Had to make the same decision last August - F150 or Titan. The Ford was more expensive and came with more standard and optional features, but was far cheaper when all the rebates and incentives were factored in. Test drove both around town and agree with Dak that the Titan had lots of power, but didn't seem to be as well made as the F150. We went with the F150. Its a great truck for everyday around town. Like Dak, we tow at high altitudes between 6000 and 11000 feet - steep grades really bring the truck to its knees. If you tow at high altitudes, get a bigger engine than either the F150 or the Titan. People who tow at lower elevations seem to do just fine with either the Ford or Nissan.


----------



## NDJollyMon (Aug 22, 2003)

Ghosty said:


> Surprised you have not looked at the Chevy Silverado -- higher towing capabilities then both the Nissan and the Ford and they got some great rebates now...
> [snapback]55616[/snapback]​


Ghosty...Where ever did you hear that???? 
I know of NO half ton pickup that will match NISSAN's 9,400 lb max capacity.

Truck makers are all trying to out-do each other. Get one with the best tow package. (tall gears, lots of HP, mirrors, receiver, etc) My advice would be to drive them all, and decide then.

I vote NISSAN, but if you run around town more often...you may want to side with comfort and MPG rather than tow capacity anyway.

All the new trucks are great...tough decision.


----------



## Fire44 (Mar 6, 2005)

Jollyman,

From the 2006 Chevrolet Silverado brochure:

1500 Extended cab with Vortec Max package Max trailer weight:
6.5' bed with 4.10 ratio rear and 2wd....10,400 lbs 
6.5' bed with 4.10 ratio rear and 4wd....10,100 lbs
1500 Crew cab with Vortec Max package Max trailer weight:
5.8' bed with 3.73 and 2wd....................10,100 lbs
5.8' bed with 4.10 and 4wd....................9,900 lbs

Max gross combined weight rating for all of the above...........15,500 lbs.
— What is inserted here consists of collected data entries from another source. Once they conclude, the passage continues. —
Issue #3485, opened 2026-08-06
Visual feedback for inviting IPs in the "invite players" screen


careeoki:
### Description

When you press the "invite" button, there is no feedback if it actually did anything.
Maybe a temporary popup saying "Invite Sent" or just clearing the text box so you don't invite the same IP again.

<img width="646" height="132" alt="Image" src="https://github.com/user-attachments/assets/c6a343e8-7b8d-4a0f-9d4b-9d711a5bc7d6" />

Wunka:
We could also maybe add a comment about that you can cancel the invite in players window

Argmaster:
I would suggest to just list invited IPs below the textbox, but that that would look better if the window would resize to account for that only when there is anything to display.

PR #3566, opened 2026-09-01
Clear IP address textbox after clicking invite

oridbot:
babies first zig line
attempt at fixing #3485


Wunka:
that's some very complicated code.... I don't know if even quantum can understand that... I think you will have to split that into 100 parts \s

src/gui/windows/invite.zig
```diff
@@ -50,6 +50,7 @@ fn invite() void {
 		if (err != error.AlreadyConnected) {
 			std.log.err("Cannot connect user: {s}", .{@errorName(err)});
 		}
+		ipAddressEntry.clear();
```
Wunka: this is not the correct place. THis would only give feedback if the user is already connected or another error appeard. The issue is describing that there should always be visual feedback

Wunka (changes requested):

src/gui/windows/invite.zig
oridbot: ok, i put it in the front of the function, i think this is the right place but honestly I mainly have no clue what that "_thread" thing is

oridbot: ok i was informed (by MrPiedPiper) this is not the way to go as we do actually need to use ipadressentry and i have to store it

src/gui/windows/invite.zig
```diff
@@ -42,6 +42,8 @@ fn discoverIpAddressFromNewThread() void {
 }
 
 fn invite() void {
+	ipAddress = ipAddressEntry.currentString.items;
```
IntegratedQuantum: This makes no sense

src/gui/windows/invite.zig
IntegratedQuantum: `ipAddressEntry.currentString.items` is now empty because you cleared it.

Please actually test the invite functionality and check in the player list if it actually invited the right IP address.

IntegratedQuantum (changes requested):

src/gui/windows/invite.zig
oridbot: sorry, meant to put ipAddress there, i currently just test it out on the client and then copy the code to the github website so i should probably figure out how to push a change from vscode. im gonna look at the code some more to see if ipAddress is ok to use to store the entry here.

src/gui/windows/invite.zig
```diff
@@ -42,11 +42,13 @@ fn discoverIpAddressFromNewThread() void {
 }
 
 fn invite() void {
+	const storeIpAddressEntry = ipAddressEntry.currentString;
+	ipAddressEntry.clear();
```
Wunka, line 46: please read into what you are actually doing here.
As quantum said, it doens't really make sense and makes very wierd behavior possible.

Wunka (changes requested):
> ok im decently confident its good now

what does confident mean? I don't want to sound harsh, but have you actually now tested the code?

src/gui/windows/invite.zig
IntegratedQuantum: This is still the same issue, you are clearing the memory, yet you are still using a reference to it (`const storeIpAddressEntry = ipAddressEntry.currentString;` is making a copy of the pointer, not the underlying memory).
This is working in your test because in reality clear doesn't change the memory, but this is an implementation detail and you are just lucky that it worked.

Since you are just starting out, I'd recommend to maybe first do something like [ziglings](https://codeberg.org/ziglings/exercises/)  so you understand all the basics before contributing to Cubyz and stumbling over how Zig handles memory differently from other languages.

oridbot: this is old code, I properly allocate the memory now, i changed it to a draft since I'm not sure where to free it yet. but ill figure it out, maybe I should do some ziglings

PR #3576, opened 2026-09-06
Stones - Palette textures 5

careeoki:
enough procrastinating

image


IntegratedQuantum (approved):
What else is left after this?

careeoki:
Just the non-wood branches I think.

PR #3579, opened 2026-09-06
fix tabs for mods

### LINKED ISSUE #3578: Generated mod files do not follow our formatter
Just found this while running the formatter locally:
```
~/Cubyz$ cubyz-fmt
mods/rotations.zig
src/game.zig
```
probable related to #3565 @Wunka could you fix this and investigate why the CI didn't catch this?

Wunka:
Fixes: #3578
Don't ask why it looks like this. This is the best I could do with the formatter

### DIFF
--- a/build.zig
+++ b/build.zig
@@ -158,8 +158,8 @@ pub fn makeModFeature(io: std.Io, step: *std.Build.Step, name: []const u8) !void
 		\\}
 	;
 	try featureList.appendSlice(step.owner.allocator, try std.mem.replaceOwned(u8, step.owner.allocator, testTextSpaces, "    ", "\t"));
-	
-        const file_path = step.owner.fmt("mods/{s}.zig", .{name});
+
+	const file_path = step.owner.fmt("mods/{s}.zig", .{name});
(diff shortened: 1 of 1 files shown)


build.zig
```diff
@@ -153,8 +153,12 @@ pub fn makeModFeature(io: std.Io, step: *std.Build.Step, name: []const u8) !void
...
 		\\const main = @import("main");
 		\\test "abc" {
-		\\  @setEvalBranchQuota(1000000);
-		\\  main.refAllDeclsRecursiveExceptCImports(@This());
+		\\
+	++ "\t" ++
+		\\@setEvalBranchQuota(1000000);
+		\\
+	++ "\t" ++
+		\\main.refAllDeclsRecursiveExceptCImports(@This());
```
IntegratedQuantum: This is awful, I propose to use 4 spaces and then pass it through std.mem.replace to replace 4 spaces with tabs again.

Also mandatory mention of https://github.com/ziglang/zig-spec/issues/38

IntegratedQuantum (changes requested):

build.zig
Wunka: done

IntegratedQuantum (approved):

Engine is a 6000 Vortec with 345 hp and 380 ft/lb torque.

This is a new package for this year.

Gary


----------



## PDX_Doug (Nov 16, 2004)

Looks like they got us on that one Jolly!









You cover the front door! I'll bring the horses around back!!!

YeeHaw,
Doug


----------



## mswalt (Sep 14, 2004)

> 1500 Extended cab with Vortec Max package Max trailer weight:
> 6.5' bed with 4.10 ratio rear and 2wd....10,400 lbs
> 6.5' bed with 4.10 ratio rear and 4wd....10,100 lbs
> 1500 Crew cab with Vortec Max package Max trailer weight:
> ...


Man, what are the 2500s and 3500s max gonna be?

Mark


----------



## Devildog (Sep 8, 2005)

On the way to test the F150 right now, will let you all know how it goes! Thanks for the help!


----------



## Fire44 (Mar 6, 2005)

Mark,

Sitting here looking at the 2006 Chevrolet brochure and on the 2500/3500 I don't see alot of changes. It looks like the max trailering for a Silverado with the Duramax would be a Reg cab 4x4 at 16,700 for fifth wheel trailering. The gas engines would max out at around 10,300 for the 6.0 liter and 16,100 for the 8.1 liter.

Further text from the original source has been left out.